**WHAT IS REQUIRED:**
The lines you return must be all those in the data that hold the string "free".

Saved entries
◇ ◇ ◇ ◇ ◇ ◇ ◇
Issue #2244, opened 2021-08-18
`timeout` eagerly creates `TimeoutException`


djspiewak:
This imposes a relatively significant cost (due to the stack trace construction) despite the common case where the timeout is *not* hit and thus the exception is not needed.

ixthe0:
hey @djspiewak, is it OK if I work on this issue?

vasilmkd:
Go for it. Feel free to ask for pointers here or in the Discord.

PR #2294, opened 2021-09-02
Prevent eager creation of TimeoutException in IO.timeout

ixthe0:
This PR addresses #2244 by delaying the construction of a `TimeoutException` until it is really needed (or never)

### DIFF
--- a/core/shared/src/main/scala/cats/effect/IO.scala
+++ b/core/shared/src/main/scala/cats/effect/IO.scala
@@ -585,7 +585,7 @@ sealed abstract class IO[+A] private () extends IOPlatform[A] {
    *        the source completing, a `TimeoutException` is raised
    */
   def timeout[A2 >: A](duration: FiniteDuration): IO[A2] =
-    timeoutTo(duration, IO.pure(duration).flatMap(d => IO.raiseError(new TimeoutException(d.toString))))
+    timeoutTo(duration, IO.defer(IO.raiseError(new TimeoutException(duration.toString))))
 
   /**
    * Returns an IO that either completes with the result of the source within
--- a/core/shared/src/main/scala/cats/effect/IO.scala
+++ b/core/shared/src/main/scala/cats/effect/IO.scala
@@ -585,7 +585,7 @@ sealed abstract class IO[+A] private () extends IOPlatform[A] {
    *        the source completing, a `TimeoutException` is raised
    */
   def timeout[A2 >: A](duration: FiniteDuration): IO[A2] =
-    timeoutTo(duration, IO.raiseError(new TimeoutException(duration.toString)))
+    timeoutTo(duration, IO.pure(duration).flatMap(d => IO.raiseError(new TimeoutException(d.toString))))
 
   /**
    * Returns an IO that either completes with the result of the source within
--- a/core/shared/src/main/scala/cats/effect/IO.scala
+++ b/core/shared/src/main/scala/cats/effect/IO.scala
@@ -1441,6 +1441,11 @@ object IO extends IOCompanionPlatform with IOLowPriorityImplicits {
     override def handleError[A](fa: IO[A])(f: Throwable => A): IO[A] =
       fa.handleError(f)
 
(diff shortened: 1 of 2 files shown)


core/shared/src/main/scala/cats/effect/IO.scala
```diff
@@ -585,7 +585,7 @@ sealed abstract class IO[+A] private () extends IOPlatform[A] {
    *        the source completing, a `TimeoutException` is raised
    */
   def timeout[A2 >: A](duration: FiniteDuration): IO[A2] =
-    timeoutTo(duration, IO.raiseError(new TimeoutException(duration.toString)))
+    timeoutTo(duration, IO.pure(duration).flatMap(d => IO.raiseError(new TimeoutException(d.toString))))
```
vasilmkd: I think we can save the `IO.pure` allocation here by doing the following:
```scala
IO.defer(IO.raiseError(new TimeoutException(duration.toString)))
```

vasilmkd (changes requested):

core/shared/src/main/scala/cats/effect/IO.scala
ixthe0: @vasilmkd thank you!

Is there a reason to prefer `IO.defer` over `IO.pure`? They seem to introduce a similar level of memory overhead (allocation of `Delay` vs allocation of `Pure`), but `Delay` also includes `TracingEvent`

vasilmkd: Meh, I forgot about the trace. We should still expect the trace to be cached. Otherwise not a huge reason to prefer `defer` other than the fact that it conveys the intent better than `pure` and `flatMap`.

djspiewak: `IO.defer` is a more declaratively correct thing to do. :-)

djspiewak (changes requested):
This looks great! Can you also override `timeout` in the `Async` instance below, delegating to this implementation? That should ensure the semantics are consistent when people use `IO` via the typeclasses.

vasilmkd:
While we're at it, should we attempt to change `GenTemporal#timeout`? That one would need the `IO.unit.flatMap` trick because there's no `defer`.

djspiewak:
It would definitely be ideal yes. Fixing it in IO doesn't fix it for derived transformers.

Also it's actually fixable without the trick, it just requires a redundant implementation of the timeout race.

core/shared/src/main/scala/cats/effect/IO.scala
ixthe0: @vasilmkd @djspiewak makes sense, guys, thank you!

ixthe0:
@vasilmkd correct me if I'm wrong, but the implementation you are referring to would look like so:
```
def timeout[A](fa: F[A], duration: FiniteDuration)(implicit ev: TimeoutException <:< E): F[A] = {
    timeoutTo(fa, duration, unit.flatMap(_ => raiseError[A](ev(new TimeoutException(duration.toString))))
}
```

@djspiewak I am not sure that I caught your idea correctly, but here's how I got it:
```
def timeout[A](fa: F[A], duration: FiniteDuration)(implicit ev: TimeoutException <:< E): F[A] = {
    flatMap(race(fa, sleep(duration))) {
        case Left(a)  => pure(a)
        case Right(_) => raiseError[A](ev(new TimeoutException(duration.toString)))
    }
}
```

I apologize in advance for beginner questions, I still need to get a lot of development context of CE3

djspiewak:
Looks right to me!

vasilmkd:
@ixthe0 I apologize for not giving this PR my full attention, I was really busy with more pressing stuff these days. Running the CI now and will review the code in a bit.

vasilmkd (approved):
Thank you @ixthe0! Great work.

ixthe0:
@vasilmkd @djspiewak couldn't have done it without your help guys

djspiewak (approved):

PR #2298, opened 2021-09-03
PQueue respects FIFO for elements at the same priority

SystemFw:
Currently elements at the same priority get dequeued in LIFO order, which is very weird for a queue. This PR fixes that.

I haven't delved too deeply into BinomialHeap so please double check the logic, worst case scenario there is an implementation strategy that only touches PQueue: keep track of the latest insertion in a Long and use a `Box[A: Order](a: A, insertedAt: Long)`, using `insertedAt` in `Order[Box[A]]` to break ties.

Targeting 3.2.x because I need this.

### DIFF
--- a/std/shared/src/main/scala/cats/effect/std/internal/BinomialHeap.scala
+++ b/std/shared/src/main/scala/cats/effect/std/internal/BinomialHeap.scala
@@ -139,7 +139,7 @@ private[std] final case class BinomialTree[A](
    * Link two trees of rank r to produce a tree of rank r + 1
    */
   def link(other: BinomialTree[A])(implicit Ord: Order[A]): BinomialTree[A] = {
-    if (Ord.lteqv(value, other.value))
+    if (Ord.lt(value, other.value))
       BinomialTree(rank + 1, value, other :: children)
     else BinomialTree(rank + 1, other.value, this :: other.children)
   }
--- a/tests/shared/src/test/scala/cats/effect/std/PQueueSpec.scala
+++ b/tests/shared/src/test/scala/cats/effect/std/PQueueSpec.scala
@@ -120,6 +120,22 @@ class UnboundedPQueueSpec extends BaseSpec with PQueueTests {
     unboundedPQueueTests(
       "UnboundedPQueue mapK",
       PQueue.unbounded[IO, Int].map(_.mapK(FunctionK.id)))
+
+    "degenerate to a normal queue if all priorities are the same" in real {
+      case class E(name: String, index: Int)
+      object E {
+        implicit val orderForE: Order[E] = Order.by(_.index)
+      }
+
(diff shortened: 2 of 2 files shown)


djspiewak (commented):
This _seems_ very reasonable to me but I would like @TimWSpence to weigh in if possible.

SystemFw:
> but I would like @TimWSpence to weigh in if possible.

Yeah, GitHub didn't let me add him to the reviewers

TimWSpence:
Yeah, this looks good to me 👍 The rank and heap properties of `link` are still preserved and then we should pick the order-equal elements up in the reverse order in `take`.

I'm glad I documented all the invariants in the comments 😅

SystemFw:
@djspiewak I need an approval, then I think we can release?

djspiewak (approved):
Looks good to me! Will merge. Holding the release pending the other two issues raised in discord.

SystemFw:
@djspiewak  @TimWSpence 

Unfortunately I've found a case where the PQueue doesn't work 😦 .
Thankfully I had property tests in `upperbound` (really should have done the same in the PR, apologies).
Basically when you have two equal elements and a then a different one, the whole thing gets reversed:

```scala
def p2 = {
    case class E(name: String, index: Int)
    object E {
      implicit val orderForE: Order[E] = Order.by(_.index)
    }

    val results = List(E("a", 0), E("a", 0), E("b", 0))

    PQueue
      .unbounded[IO, E]
      .flatMap { q =>
        results.traverse(q.offer) >>
          q.take.replicateA(results.length).map { out =>
            println(out)
            out == results
          }
      }
      .unsafeRunSync()

    scala> Q.p2
    List(E(b,0), E(a,0), E(a,0))
    val res0: Boolean = false
  }
```

interestingly, StackOverflow seems to indicate that Java/Python/C++ all make priority queue behave as the old PQueue in CE, i.e. don't respect FIFO unless you add an additional shared counter and embed that in the ordering.

So, alternatives:
- Keep fiddling with BinomialHeap. Given the weird nature of the case that broke it, I'm a bit reticent tbh
- Fix the issue in PQueue, by adding a counter to the state and wrapping each element in Box[A: Order](a:  A, insertedAt: Long) to break ties with FIFO
- Revert PQueue to what it was before (like other langs, but it's a gotcha there too), and if you want fifo you need an additional Ref + strategy 2

Thoughts?

djspiewak:
IMO option three is my preferred. Otherwise everyone pays the penalty of the tie breaker overhead, even when people don't need it. The reversion scenario honestly makes sense and I should have thought of it sooner. I'm not sure there's a way to encode a heap which is guaranteed to be stable with respect to prior insertions without significant overhead.

SystemFw:
Let's go with three then. I've already coded it up in `upperbound` using the old PQueue anyway

PR #2305, opened 2021-09-04
Fix helper threads giving up before more work is available

### LINKED ISSUE #2304: `HelperThread` gives up if there's no immediate work available on the pool
Honestly, I was lazy. It's a legitimate bug that I caused because I cut some corners. I need to beef up the HelperThread mechanism to sleep while waiting for new work to arrive, work which might be late, but will eventually unblock the worker threads of the pool.

Identified in https://github.com/typelevel/munit-cats-effect/pull/124. There's a quick and dirty way to avoid the deadlock, which is to let the helper threads busy wait until the fiber that unblocks the worker threads arrives. Obviously I don't need to overstate how terrible that would be.

vasilmkd:
This will eventually fix #2304. For now I have a reproduction as a unit test.

### DIFF
--- a/tests/jvm/src/test/scala/cats/effect/unsafe/HelperThreadParkSpec.scala
+++ b/tests/jvm/src/test/scala/cats/effect/unsafe/HelperThreadParkSpec.scala
@@ -1,0 +1,74 @@
+/*
+ * Copyright 2020-2021 Typelevel
+ *
+ * Licensed under the Apache License, Version 2.0 (the "License");
+ * you may not use this file except in compliance with the License.
+ * You may obtain a copy of the License at
+ *
+ *     http://www.apache.org/licenses/LICENSE-2.0
+ *
+ * Unless required by applicable law or agreed to in writing, software
+ * distributed under the License is distributed on an "AS IS" BASIS,
+ * WITHOUT WARRANTIES OR CONDITIONS OF ANY KIND, either express or implied.
+ * See the License for the specific language governing permissions and
+ * limitations under the License.
+ */
+
+package cats.effect
+package unsafe
+
+import cats.syntax.all._
+
+import scala.concurrent.{Await, Promise}
+import scala.concurrent.duration._
+
+class HelperThreadParkSpec extends BaseSpec {
+
+  "HelperThread" should {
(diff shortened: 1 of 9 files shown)


djspiewak:
Should we target this at series/3.2.x?

tests/jvm/src/test/scala/cats/effect/unsafe/HelperThreadParkSpec.scala
```diff
@@ -0,0 +1,74 @@
...
+      Resource.make(IO(smallRuntime()))(rt => IO(rt.shutdown())).use { rt =>
+        val io = for {
+          p <- IO(Promise[Unit]())
+          _ <- (IO.sleep(50.millis) *> IO(
+            rt.scheduler.sleep(100.millis, () => p.success(())))).start
+          _ <- IO(Await.result(p.future, Duration.Inf))
+        } yield ()
+
+        List
+          .fill(10)(io.start)
```
djspiewak, line 67: Do we need to increase this on machines with higher physical thread counts?

vasilmkd: The test runs on an artificial `IORuntime` with just 2 threads.

vasilmkd:
I released the following snapshot based off of https://github.com/typelevel/cats-effect/pull/2305/commits/614e90f26f7046793fd2c99a9bf5c8131e5a5f81.

```scala
"io.vasilev" %%% "cats-effect" % "3.2-13-4551ba8"
```

vasilmkd:
I did an extensive round of testing using `fs2`, which thankfully uncovered some issues while I was developing the fix. I have managed to fix those issues and the `fs2` test suite was passing reliably in the end.

vasilmkd:
The snapshot release now makes the CI pass in https://github.com/typelevel/munit-cats-effect/pull/124.

Also, my personal fork passed each time I ran it.
https://github.com/vasilmkd/munit-cats-effect/actions/runs/1203576033

vasilmkd:
I found another issue, working on a fix.

vasilmkd:
Superseded by #2312.

PR #2308, opened 2021-09-05
Run CI on `series/3.2.x`

vasilmkd:
We would have to be careful when eventually merging this branch back into `series/3.x`.


djspiewak:
Ah! I thought I had set this to a wildcard. We should do that instead. series/3.* should do the trick.

djspiewak (approved):

PR #2312, opened 2021-09-06
Address issues with the blocking mechanism of the thread pool

vasilmkd:
Addresses issues identified in #2304.

### DIFF
--- a/build.sbt
+++ b/build.sbt
@@ -362,7 +362,10 @@ lazy val core = crossProject(JSPlatform, JVMPlatform)
       // changes to `cats.effect.unsafe` package private code
       ProblemFilters.exclude[DirectMissingMethodProblem]("cats.effect.unsafe.IORuntime.this"),
       ProblemFilters.exclude[DirectMissingMethodProblem](
-        "cats.effect.unsafe.IORuntime.<init>$default$6")
+        "cats.effect.unsafe.IORuntime.<init>$default$6"),
+      // introduced by #3182, Address issues with the blocking mechanism of the thread pool
+      // changes to `cats.effect.unsafe` package private code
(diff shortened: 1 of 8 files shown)


vasilmkd:
Next step, publishing locally and testing against the `fs2` test suite.

vasilmkd:
After running the `fs2` test suite for more than 10 times in a row, everything is fine. Continuing with publishing a snapshot release.

vasilmkd:
```scala
"io.vasilev" %%% "cats-effect" % "3.2-23-cc99a6c"
```
is currently propagating.

vasilmkd:
Running the CI of my copy of the original `munit-cats-effect` issue repeatedly seems to be working fine.
https://github.com/vasilmkd/munit-cats-effect/actions/runs/1209650570

vasilmkd:
The snapshot release is also used in the original issue: https://github.com/typelevel/munit-cats-effect/pull/124. Working fine.

vasilmkd:
Running the `BlockingStressSpec` with 10000 fibers which all execute blocking actions (which depending on interleaving can result in up to 10000 helper threads being spawned) works on the Cats Effect thread pool without issues.

Changing the test runtime from the CE thread pool to `scala.concurrent.ExecutionContext.global` and running the same experiment bogs down and potentially ends in a deadlock.

Feel free to try it yourself.

vasilmkd:
A thread snapshot after running the 10000 helper thread test:
Screen Shot 2021-09-07 at 16 48 02

There are no `-blocking-helper-$index` threads visible, which means that they all finished running and died out as soon as the blocking actions were completed.

djspiewak (approved):

Issue #2314, opened 2021-09-06
Plan for `PolyfillExecutor`


djspiewak:
- [x] Get https://github.com/scala-js/scala-js-macrotask-executor publishing 0.1.0
- [x] Swap series/3.x to use it and remove its matrix-o-doom
- [x] Write some more documentation in the former project
- [x] Coordinate with @sjrd and @gzm0 final approvals
- [x] Release 1.0.0
- [x] Update cats-effect to use 1.0.0

PR #2316, opened 2021-09-06
Replaced `PolyfillExecutionContext` with macrotask-executor

### LINKED ISSUE #1664: Extract polyfill executor into a separate project
This is the Cats Effect side of scala-js/scala-js#4129. We need to pull it out into a separate (typelevel?) project. Honestly this is mostly just infrastructure work, untangling the Firefox build machinery and stuff.

djspiewak:
Always outsource your yaks as aggressively as possible. In this case: https://github.com/scala-js/scala-js-macrotask-executor

Fixes #1664
Relates to #2314


armanbilge (approved):
I think we've cleaned up everything we can! Shame about the browsers, but not too shabby :)

vasilmkd:
Are the browsers not going away?

armanbilge:
I'm afraid not. The problem is stack traces are different between Firefox and Chrome (without sourcemaps) and Node (with sourcemaps), so we still need to test the tracing code across them.

PR #2330, opened 2021-09-08
Update the scastie link for CE 3.2.8

vasilmkd:


website/pages/en/index.js
```diff
@@ -60,7 +60,7 @@ class HomeSplash extends React.Component {
                         <span className="hljs-string">"org.typelevel"</span> %% <span className="hljs-string">"cats-effect"</span> % <span className="hljs-string">"3.2.5"</span>
```
djspiewak: I think this also needs updating :-)

djspiewak (changes requested):

website/pages/en/index.js
vasilmkd: Good catch, thank you.

djspiewak (approved):

PR #2338, opened 2021-09-10
Replacing IOFiber#execute with IOFiber#scheduleFiber

### LINKED ISSUE #2318: Remove `IOFiber#execute` because it is identical to `IOFiber#scheduleFiber`
This should be very easy to do.

ixthe0:
A tiny refactoring of IOFiber - replace *.execute method with *.scheduleFiber according to [this issue](https://github.com/typelevel/cats-effect/issues/2318)


vasilmkd (approved):
Thanks for doing this! Great work.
◇ ◇ ◇ ◇ ◇ ◇ ◇
**ANSWER SECTION:**
Go for it. Feel free to ask for pointers here or in the Discord.
Feel free to try it yourself.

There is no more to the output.